We consider a model of a reconstructed crystal surface, first considered by Villain and Vilfan (Europhys. Lett. 12, p. 523 (1990) and Surf. Sci. 257, p. 368 (1991)) for the gold (110) surface, in which roughening occurs via the formation of anisotropic steps traversing the entire length of the crystal. The model is studied by a mapping to a spin--1/2 Fermion system in 1+1 dimensions, which, in the absence of islands, is precisely the Hubbard model. We consider a general $\pbyo$ reconstruction, in the presence of inter--step interactions and closed islands. Our analysis predicts the existence of a new type of rough phase, with incommensurate correlations in the reconstruction order parameter and unusual momentum space singularities at a characteristic ``Fermi momentum'' and its harmonics, analagous to the Luttinger liquid of one--dimensional Fermions.

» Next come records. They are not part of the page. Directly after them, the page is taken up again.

PR #534, opened 2018-04-25
ffmpeg: handle some API changes for release/4.0 master

aalba6675:
Handle some API changes for newer versions of ffmpeg.

Encountered with Fedora 28 + latest ffmpeg

### DIFF
--- a/lib/fix_frame_channel_layout-01.h
+++ b/lib/fix_frame_channel_layout-01.h
@@ -5,5 +5,9 @@
 INLINE void fix_frame_channel_layout(AVFrame *frame) {
 	if (frame->channel_layout)
 		return;
+#if LIBAVUTIL_VERSION_MAJOR >= 56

The general phase structure for $p>1$ is as follows: for $p>2$, there is a flat ordered (FO), a rough incommensurate (RI), and a flat incommensurate phase (FI). The FO--RI and FO--FI transitions are of the commensurate to incommensurate type, and the FI--RI transition is in the Kosterlitz--Thouless (KT) universality class. For $p=2$, the FI phase is replaced by a flat disordered phase (FD), and there may be a new rough disordered phase (RD). The FO--FD transition is now of Ising type, and the FD--RD and RI--RD transitions are in the KT universality class.